The answer must be the number of lines in the listing below that contain "path", and nothing else.

▸ Provided data
┄┄┄┄┄┄┄┄┄┄┄┄┄┄┄┄┄┄┄┄
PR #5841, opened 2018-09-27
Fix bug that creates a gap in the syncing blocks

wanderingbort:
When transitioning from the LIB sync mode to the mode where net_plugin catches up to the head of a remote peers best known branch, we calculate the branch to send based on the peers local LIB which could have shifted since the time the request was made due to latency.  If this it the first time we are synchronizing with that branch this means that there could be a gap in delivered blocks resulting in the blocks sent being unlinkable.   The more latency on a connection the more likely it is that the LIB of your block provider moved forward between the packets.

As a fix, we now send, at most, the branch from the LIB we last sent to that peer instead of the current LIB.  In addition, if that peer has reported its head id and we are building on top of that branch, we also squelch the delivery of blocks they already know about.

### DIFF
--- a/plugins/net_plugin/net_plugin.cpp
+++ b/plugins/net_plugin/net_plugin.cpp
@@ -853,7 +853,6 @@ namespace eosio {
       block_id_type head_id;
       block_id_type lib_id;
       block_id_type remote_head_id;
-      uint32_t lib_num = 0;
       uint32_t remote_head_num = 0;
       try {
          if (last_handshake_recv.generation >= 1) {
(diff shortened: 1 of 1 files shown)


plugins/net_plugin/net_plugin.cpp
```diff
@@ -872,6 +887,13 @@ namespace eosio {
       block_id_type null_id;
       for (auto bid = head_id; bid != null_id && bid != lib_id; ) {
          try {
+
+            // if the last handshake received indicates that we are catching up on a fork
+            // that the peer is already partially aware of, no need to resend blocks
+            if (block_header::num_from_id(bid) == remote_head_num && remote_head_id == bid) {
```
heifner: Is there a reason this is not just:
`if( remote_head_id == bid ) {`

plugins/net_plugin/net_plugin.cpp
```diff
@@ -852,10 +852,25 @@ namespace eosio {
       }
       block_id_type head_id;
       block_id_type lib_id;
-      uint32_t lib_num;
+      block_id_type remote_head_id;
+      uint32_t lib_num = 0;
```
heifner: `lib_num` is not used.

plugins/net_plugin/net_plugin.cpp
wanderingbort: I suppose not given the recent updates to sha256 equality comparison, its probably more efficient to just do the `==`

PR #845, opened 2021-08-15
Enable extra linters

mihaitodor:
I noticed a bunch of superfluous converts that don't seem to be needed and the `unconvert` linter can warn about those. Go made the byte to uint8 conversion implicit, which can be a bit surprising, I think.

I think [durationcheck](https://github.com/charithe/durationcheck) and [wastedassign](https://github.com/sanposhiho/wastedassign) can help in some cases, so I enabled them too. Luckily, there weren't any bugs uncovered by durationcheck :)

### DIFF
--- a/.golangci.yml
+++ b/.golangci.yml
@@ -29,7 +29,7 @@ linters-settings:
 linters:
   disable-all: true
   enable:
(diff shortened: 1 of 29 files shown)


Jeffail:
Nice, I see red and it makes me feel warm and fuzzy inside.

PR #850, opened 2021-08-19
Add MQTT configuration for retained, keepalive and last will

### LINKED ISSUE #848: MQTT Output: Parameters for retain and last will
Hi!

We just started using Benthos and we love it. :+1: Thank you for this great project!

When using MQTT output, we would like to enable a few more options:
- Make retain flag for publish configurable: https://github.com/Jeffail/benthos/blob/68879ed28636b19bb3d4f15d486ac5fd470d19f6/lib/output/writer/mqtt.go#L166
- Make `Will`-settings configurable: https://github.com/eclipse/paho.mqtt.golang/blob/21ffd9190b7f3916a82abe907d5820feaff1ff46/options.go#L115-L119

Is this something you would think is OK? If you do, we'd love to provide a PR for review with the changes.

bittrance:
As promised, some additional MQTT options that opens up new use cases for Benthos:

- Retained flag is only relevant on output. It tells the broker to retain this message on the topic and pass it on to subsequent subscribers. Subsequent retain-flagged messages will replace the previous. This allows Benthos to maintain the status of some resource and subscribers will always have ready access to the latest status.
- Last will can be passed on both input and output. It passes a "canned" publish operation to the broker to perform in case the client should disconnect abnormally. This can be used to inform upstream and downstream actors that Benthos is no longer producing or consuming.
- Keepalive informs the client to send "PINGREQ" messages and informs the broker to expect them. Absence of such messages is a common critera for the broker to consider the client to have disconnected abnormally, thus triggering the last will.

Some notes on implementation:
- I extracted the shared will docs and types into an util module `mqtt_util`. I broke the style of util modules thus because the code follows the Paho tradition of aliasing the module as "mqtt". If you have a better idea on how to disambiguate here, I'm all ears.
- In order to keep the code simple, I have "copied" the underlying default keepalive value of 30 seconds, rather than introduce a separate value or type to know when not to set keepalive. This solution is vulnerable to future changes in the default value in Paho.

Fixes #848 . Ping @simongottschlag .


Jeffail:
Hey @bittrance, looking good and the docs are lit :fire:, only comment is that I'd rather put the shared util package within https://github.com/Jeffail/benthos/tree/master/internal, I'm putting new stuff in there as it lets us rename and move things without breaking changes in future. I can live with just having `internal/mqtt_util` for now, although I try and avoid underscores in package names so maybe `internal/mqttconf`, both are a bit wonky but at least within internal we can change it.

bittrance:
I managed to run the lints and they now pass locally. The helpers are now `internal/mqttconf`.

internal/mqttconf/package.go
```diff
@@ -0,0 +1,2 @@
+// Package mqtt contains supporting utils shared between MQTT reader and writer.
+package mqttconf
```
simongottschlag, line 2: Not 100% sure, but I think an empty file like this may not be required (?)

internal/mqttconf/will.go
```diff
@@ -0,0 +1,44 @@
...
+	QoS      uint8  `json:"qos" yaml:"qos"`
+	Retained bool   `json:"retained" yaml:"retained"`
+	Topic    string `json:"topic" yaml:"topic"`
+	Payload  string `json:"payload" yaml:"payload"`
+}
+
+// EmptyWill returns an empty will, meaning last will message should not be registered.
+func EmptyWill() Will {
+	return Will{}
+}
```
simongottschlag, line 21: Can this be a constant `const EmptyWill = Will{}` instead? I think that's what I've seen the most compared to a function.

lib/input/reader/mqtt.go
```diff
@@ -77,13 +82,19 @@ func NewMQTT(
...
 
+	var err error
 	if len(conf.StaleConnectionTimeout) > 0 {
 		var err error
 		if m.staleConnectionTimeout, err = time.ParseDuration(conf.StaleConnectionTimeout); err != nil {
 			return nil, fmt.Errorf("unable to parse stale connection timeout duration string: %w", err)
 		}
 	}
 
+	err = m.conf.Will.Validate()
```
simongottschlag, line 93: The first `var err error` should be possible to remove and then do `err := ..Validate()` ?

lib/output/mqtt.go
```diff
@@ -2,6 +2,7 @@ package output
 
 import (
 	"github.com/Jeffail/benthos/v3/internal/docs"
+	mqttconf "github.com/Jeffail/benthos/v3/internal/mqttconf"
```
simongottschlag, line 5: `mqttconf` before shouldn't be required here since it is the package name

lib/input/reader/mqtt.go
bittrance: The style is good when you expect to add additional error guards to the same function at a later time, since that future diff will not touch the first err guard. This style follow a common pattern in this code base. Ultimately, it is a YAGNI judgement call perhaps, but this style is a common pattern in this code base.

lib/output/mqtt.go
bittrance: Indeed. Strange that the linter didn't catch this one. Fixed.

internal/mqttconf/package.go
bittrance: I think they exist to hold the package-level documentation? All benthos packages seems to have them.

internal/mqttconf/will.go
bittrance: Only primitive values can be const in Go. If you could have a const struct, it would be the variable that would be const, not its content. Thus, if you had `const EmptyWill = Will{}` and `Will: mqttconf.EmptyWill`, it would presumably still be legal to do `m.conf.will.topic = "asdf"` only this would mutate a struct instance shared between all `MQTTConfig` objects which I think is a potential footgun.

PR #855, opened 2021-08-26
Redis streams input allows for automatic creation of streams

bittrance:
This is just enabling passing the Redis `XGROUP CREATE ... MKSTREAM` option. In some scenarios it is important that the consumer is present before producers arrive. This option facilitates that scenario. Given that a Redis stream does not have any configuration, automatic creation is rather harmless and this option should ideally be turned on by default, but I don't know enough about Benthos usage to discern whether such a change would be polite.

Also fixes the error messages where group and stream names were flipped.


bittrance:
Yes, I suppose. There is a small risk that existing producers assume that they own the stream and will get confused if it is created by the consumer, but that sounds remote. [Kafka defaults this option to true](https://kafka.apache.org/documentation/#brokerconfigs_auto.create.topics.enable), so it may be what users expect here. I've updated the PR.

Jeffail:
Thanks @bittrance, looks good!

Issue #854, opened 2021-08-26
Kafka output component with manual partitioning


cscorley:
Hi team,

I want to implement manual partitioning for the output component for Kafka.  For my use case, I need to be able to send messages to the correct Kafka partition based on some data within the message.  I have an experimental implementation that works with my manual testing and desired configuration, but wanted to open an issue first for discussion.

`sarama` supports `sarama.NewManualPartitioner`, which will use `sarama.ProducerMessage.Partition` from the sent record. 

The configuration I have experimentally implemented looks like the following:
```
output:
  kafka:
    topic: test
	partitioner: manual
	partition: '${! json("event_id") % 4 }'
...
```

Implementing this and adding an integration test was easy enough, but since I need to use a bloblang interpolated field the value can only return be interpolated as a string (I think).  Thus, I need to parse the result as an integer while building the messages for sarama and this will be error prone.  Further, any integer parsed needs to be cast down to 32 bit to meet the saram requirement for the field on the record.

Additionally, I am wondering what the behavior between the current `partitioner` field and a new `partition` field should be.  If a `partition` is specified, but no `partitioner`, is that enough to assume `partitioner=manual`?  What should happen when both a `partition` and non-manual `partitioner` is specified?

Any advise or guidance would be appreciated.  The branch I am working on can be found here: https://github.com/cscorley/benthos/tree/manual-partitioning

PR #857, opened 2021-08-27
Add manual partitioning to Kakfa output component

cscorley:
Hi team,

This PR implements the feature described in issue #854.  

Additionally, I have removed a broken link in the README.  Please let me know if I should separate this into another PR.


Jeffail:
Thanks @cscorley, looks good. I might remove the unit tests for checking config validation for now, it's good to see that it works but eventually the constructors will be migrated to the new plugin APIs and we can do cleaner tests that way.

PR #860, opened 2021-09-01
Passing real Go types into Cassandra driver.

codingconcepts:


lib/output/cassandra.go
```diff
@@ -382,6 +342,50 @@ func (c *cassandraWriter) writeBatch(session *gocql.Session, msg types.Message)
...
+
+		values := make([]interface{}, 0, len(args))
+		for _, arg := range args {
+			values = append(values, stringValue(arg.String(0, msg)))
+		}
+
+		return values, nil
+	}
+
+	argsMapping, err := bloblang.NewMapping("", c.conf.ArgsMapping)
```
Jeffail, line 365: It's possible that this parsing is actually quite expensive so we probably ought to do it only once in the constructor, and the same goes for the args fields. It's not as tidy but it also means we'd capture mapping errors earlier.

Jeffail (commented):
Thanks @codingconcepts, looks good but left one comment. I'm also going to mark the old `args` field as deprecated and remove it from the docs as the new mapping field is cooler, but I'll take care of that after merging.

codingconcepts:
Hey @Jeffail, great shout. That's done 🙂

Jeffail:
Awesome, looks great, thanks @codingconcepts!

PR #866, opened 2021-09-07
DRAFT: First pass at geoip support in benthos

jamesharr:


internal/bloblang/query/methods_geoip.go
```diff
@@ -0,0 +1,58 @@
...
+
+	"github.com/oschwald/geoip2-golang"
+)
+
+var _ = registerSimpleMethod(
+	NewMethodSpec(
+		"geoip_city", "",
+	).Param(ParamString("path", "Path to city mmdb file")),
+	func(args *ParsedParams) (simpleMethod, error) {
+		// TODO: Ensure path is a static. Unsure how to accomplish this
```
┄┄┄┄┄┄┄┄┄┄┄┄┄┄┄┄┄┄┄┄
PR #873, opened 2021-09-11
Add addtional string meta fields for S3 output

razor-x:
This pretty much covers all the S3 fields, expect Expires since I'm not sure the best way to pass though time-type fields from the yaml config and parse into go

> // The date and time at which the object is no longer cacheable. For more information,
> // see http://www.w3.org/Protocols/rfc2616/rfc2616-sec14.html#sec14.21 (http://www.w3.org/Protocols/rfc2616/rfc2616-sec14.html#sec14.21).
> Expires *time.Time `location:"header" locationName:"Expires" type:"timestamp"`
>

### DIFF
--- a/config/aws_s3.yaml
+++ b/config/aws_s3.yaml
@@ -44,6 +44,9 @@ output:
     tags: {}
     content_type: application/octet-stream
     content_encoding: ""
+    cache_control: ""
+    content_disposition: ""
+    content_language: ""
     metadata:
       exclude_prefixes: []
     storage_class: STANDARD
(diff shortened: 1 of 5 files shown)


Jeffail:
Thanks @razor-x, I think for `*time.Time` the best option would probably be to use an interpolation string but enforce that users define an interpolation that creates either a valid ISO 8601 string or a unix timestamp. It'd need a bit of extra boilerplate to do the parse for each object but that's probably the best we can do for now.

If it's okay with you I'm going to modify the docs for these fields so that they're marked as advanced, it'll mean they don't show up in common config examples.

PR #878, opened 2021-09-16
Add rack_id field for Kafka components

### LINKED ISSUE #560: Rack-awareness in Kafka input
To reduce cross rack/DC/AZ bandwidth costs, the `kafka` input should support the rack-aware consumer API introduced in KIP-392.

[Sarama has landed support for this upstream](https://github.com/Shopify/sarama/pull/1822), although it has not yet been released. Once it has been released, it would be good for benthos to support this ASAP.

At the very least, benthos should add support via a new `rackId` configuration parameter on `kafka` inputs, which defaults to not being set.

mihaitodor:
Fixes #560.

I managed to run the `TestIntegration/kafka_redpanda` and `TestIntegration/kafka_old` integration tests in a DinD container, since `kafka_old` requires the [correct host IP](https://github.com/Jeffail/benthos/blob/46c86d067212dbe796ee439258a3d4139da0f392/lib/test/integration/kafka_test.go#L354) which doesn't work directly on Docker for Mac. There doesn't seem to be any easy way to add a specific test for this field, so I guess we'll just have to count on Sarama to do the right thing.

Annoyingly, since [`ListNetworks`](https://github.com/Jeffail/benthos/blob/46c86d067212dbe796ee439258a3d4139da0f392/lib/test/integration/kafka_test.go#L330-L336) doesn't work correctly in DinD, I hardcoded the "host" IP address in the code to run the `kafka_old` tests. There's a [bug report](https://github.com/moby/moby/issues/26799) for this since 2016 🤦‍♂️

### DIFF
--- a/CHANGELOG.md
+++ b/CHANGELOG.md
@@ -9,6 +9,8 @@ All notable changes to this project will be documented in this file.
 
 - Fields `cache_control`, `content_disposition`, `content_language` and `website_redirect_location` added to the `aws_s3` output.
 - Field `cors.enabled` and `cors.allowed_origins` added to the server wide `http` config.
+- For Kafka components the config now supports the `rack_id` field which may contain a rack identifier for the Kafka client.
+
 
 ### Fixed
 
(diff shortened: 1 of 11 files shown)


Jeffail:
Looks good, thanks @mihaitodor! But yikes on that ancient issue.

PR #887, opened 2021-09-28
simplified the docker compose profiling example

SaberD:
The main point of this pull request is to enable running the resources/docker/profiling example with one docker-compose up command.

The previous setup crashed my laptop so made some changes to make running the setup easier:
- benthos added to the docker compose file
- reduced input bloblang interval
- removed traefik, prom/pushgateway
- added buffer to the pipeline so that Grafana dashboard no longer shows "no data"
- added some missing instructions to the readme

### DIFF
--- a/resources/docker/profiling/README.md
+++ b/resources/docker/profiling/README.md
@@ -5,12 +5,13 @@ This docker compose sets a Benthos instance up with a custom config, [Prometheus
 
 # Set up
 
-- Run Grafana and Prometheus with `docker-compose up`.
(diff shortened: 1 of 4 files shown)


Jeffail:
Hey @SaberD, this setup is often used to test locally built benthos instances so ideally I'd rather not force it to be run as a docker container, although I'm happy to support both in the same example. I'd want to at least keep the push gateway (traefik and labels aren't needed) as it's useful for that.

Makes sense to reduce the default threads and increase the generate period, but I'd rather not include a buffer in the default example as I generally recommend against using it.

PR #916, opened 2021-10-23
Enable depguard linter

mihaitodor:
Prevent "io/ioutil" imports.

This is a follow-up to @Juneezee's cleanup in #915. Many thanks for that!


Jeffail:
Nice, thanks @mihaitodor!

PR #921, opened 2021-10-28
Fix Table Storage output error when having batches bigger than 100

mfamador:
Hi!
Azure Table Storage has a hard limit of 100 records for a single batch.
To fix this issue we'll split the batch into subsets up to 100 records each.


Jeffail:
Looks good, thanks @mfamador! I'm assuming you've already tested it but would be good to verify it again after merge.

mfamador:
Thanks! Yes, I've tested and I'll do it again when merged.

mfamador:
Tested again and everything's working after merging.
┄┄┄┄┄┄┄┄┄┄┄┄┄┄┄┄┄┄┄┄
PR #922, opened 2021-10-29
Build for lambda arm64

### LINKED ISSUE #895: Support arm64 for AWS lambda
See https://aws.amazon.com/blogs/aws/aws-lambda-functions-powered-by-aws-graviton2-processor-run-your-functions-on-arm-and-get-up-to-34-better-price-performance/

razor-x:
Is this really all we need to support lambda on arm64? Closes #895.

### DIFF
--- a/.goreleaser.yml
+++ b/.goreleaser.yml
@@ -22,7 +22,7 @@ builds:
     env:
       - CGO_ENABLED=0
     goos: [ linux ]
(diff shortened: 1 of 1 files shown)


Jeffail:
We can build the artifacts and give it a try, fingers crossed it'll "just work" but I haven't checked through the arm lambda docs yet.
┄┄┄┄┄┄┄┄┄┄┄┄┄┄┄┄┄┄┄┄
▸ Solution
2